In 2008, "The Office" was one of primetime television's most popular sitcoms. Krasinski, along with his castmates, won a Screen Actors Guild Award that year for Outstanding Performance by an Ensemble in a Comedy Series. On the silver screen, however, his lone film credit for '08 was in George Clooney's lackluster pre-NFL football comedy "Leatherheads."

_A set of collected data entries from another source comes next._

PR #310, opened 2022-10-28
Move `flatten()` to SnoopCompileCore.

NHDaly:
At RelationalAI, we are turning on always-on `@snoopi_deep` profiling in our production servers. For this, we want to add a dependency on SnoopCompileCore, but not on SnoopCompile, since SnoopCompile adds many dependencies for visualization utilities, such as FlameGraphs.jl.

We think that `flatten()` is a small enough and simple enough utility function that it could easily live in SnoopCompileCore. Does that sound reasonable to you as well?

Thanks! :)


NHDaly:
CC: @sacha0 and @vilterp for review.

NHDaly:
🤔 the test failures look unrelated, from what i can see:

> 
> ```julia
> snoopi: Test Failed at /Users/runner/work/SnoopCompile.jl/SnoopCompile.jl/test/snoopi.jl:132
>   Expression: any((str->begin
>             occursin("kwftype", str)
>         end), FK)
> Stacktrace:
>  [1] macro expansion
>    @ ~/hostedtoolcache/julia/nightly/x64/share/julia/stdlib/v1.9/Test/src/Test.jl:477 [inlined]
>  [2] macro expansion
>    @ ~/work/SnoopCompile.jl/SnoopCompile.jl/test/snoopi.jl:132 [inlined]
>  [3] macro expansion
>    @ ~/hostedtoolcache/julia/nightly/x64/share/julia/stdlib/v1.9/Test/src/Test.jl:1496 [inlined]
>  [4] top-level scope
>    @ ~/work/SnoopCompile.jl/SnoopCompile.jl/test/snoopi.jl:97
> ┌ Warning: Body method was not toplevel-inferred, test skipped
> └ @ Main ~/work/SnoopCompile.jl/SnoopCompile.jl/test/snoopi.jl:143
> snoopi: Test Failed at /Users/runner/work/SnoopCompile.jl/SnoopCompile.jl/test/snoopi.jl:153
>   Expression: any((str->begin
>             occursin("kwftype", str)
>         end), FK)
> Stacktrace:
>  [1] macro expansion
>    @ ~/hostedtoolcache/julia/nightly/x64/share/julia/stdlib/v1.9/Test/src/Test.jl:477 [inlined]
>  [2] macro expansion
>    @ ~/work/SnoopCompile.jl/SnoopCompile.jl/test/snoopi.jl:153 [inlined]
>  [3] macro expansion
>    @ ~/hostedtoolcache/julia/nightly/x64/share/julia/stdlib/v1.9/Test/src/Test.jl:1496 [inlined]
>  [4] top-level scope
>    @ ~/work/SnoopCompile.jl/SnoopCompile.jl/test/snoopi.jl:97
> snoopi: Test Failed at /Users/runner/work/SnoopCompile.jl/SnoopCompile.jl/test/snoopi.jl:[182](https://github.com/timholy/SnoopCompile.jl/actions/runs/3347452311/jobs/5545449984#step:8:185)
>   Expression: any((str->begin
>             occursin("Tuple{Core.kwftype(typeof(genkw2)),NamedTuple{(:b,),$(SP)Tuple{String}},typeof(genkw2)}", str)
>         end), FK)
> Stacktrace:
>  [1] macro expansion
>    @ ~/hostedtoolcache/julia/nightly/x64/share/julia/stdlib/v1.9/Test/src/Test.jl:477 [inlined]
>  [2] macro expansion
>    @ ~/work/SnoopCompile.jl/SnoopCompile.jl/test/snoopi.jl:182 [inlined]
>  [3] macro expansion
>    @ ~/hostedtoolcache/julia/nightly/x64/share/julia/stdlib/v1.9/Test/src/Test.jl:1496 [inlined]
>  [4] top-level scope
>    @ ~/work/SnoopCompile.jl/SnoopCompile.jl/test/snoopi.jl:97
> ```

vilterp (approved):

timholy:
Not quite sure what to do here. I was trying to keep SnoopCompileCore to be about data-collection only.

But I get why you'd want something slimmer. The key principle is that SnoopCompileCore can't extend any Base methods (it cannot itself be a source of any invalidations), and obviously this doesn't violate that. My only concern is that this opens the door to moving other things, too, and the end result could be confusing to users. For example, the printing from `flatten` is probably pretty awful without the `show` methods, right? But the `show` methods can't move to SnoopCompileCore.

I'll think about this for another day or two and then decide about merging.

NHDaly:
Yeah, Tim, I had similar concerns.. We ended up just extracting this method out into our own codebase, which seems fine for now. I think it's up to you about how to proceed. 🤷

timholy:
I think in the absence of strong pressure to move it, I'd rather keep the clean "collection vs analysis" separation. But I'm happy to continue to brainstorm about this as we move forward. I totally get where you're coming from on this.

NHDaly:
sounds right, thanks! :)

PR #1, opened 2019-07-18
feat: alpha version

sh0rez:
This is the first alpha version of tanka config management, providing the `tk` command :tada: 

Current feature set:
- :page_facing_up:  **evaluating `.jsonnet`** to `.json`, prints to stdout (`tk eval`)
- :mag:  smart **`JPATH` resolution** (`vendor/`, `lib/` and `main.jsonnet` in context)
- :electric_plug:  **provider** support: platform specific actions (`apply`, `show`, `diff`) have been moved out into so-called *providers*, currently an `interface`. These will be pluggable in near future
- :computer:   handy **command-line interface**
- :gear: **configuration**: supports the `spec.json` from `ksonnet`, but specifies newer format as well. Used to choose provider, configure it (e.g. Kubernetes `namespace` and `apiServer`), etc.


cmd/tk/main.go
```diff
@@ -0,0 +1,131 @@
...
+	)
+
+	// other commands
+	rootCmd.AddCommand(completionCommand(rootCmd))
+
+	// Configuration
+	viper.SetConfigName("spec")
+	viper.AddConfigPath(".")
+
+	// handle deprecated ksonnet spec
```
gouthamve: Very very very clever, I like it :)

cmd/tk/main.go
```diff
@@ -0,0 +1,131 @@
...
+	for old, new := range deprecated {
+		viper.RegisterAlias(new, old)
```
gouthamve: `new` is a keyword, best use something else?

pkg/sonnet/sonnet.go
```diff
@@ -0,0 +1,36 @@
+package sonnet
```
gouthamve: I would use `pkg/jsonnet/jsonnet.go`. I think jsonnet is the right thing to call this.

The film, based loosely on the Chicago Bears signing Harold "Red" Grange from the University of Illinois in 1925, tracks Duluth Bulldogs captain Dodge Connolly's (Clooney) mission to make pro football exciting. Star Princeton University fullback and touted World War I hero Carter Rutherford (Krasinski), a fictional re-imagining of Grange, is the first man to join Connolly's squad. A love triangle soon unfolds among Connolly, Rutherford, and Chicago Tribune reporter Lexie Littleton (Renée Zellweger). Meanwhile, Littleton tries to prove that Rutherford's war heroics were falsified, and a couple of meatheads attempt to save a struggling league in pre-Great Depression America.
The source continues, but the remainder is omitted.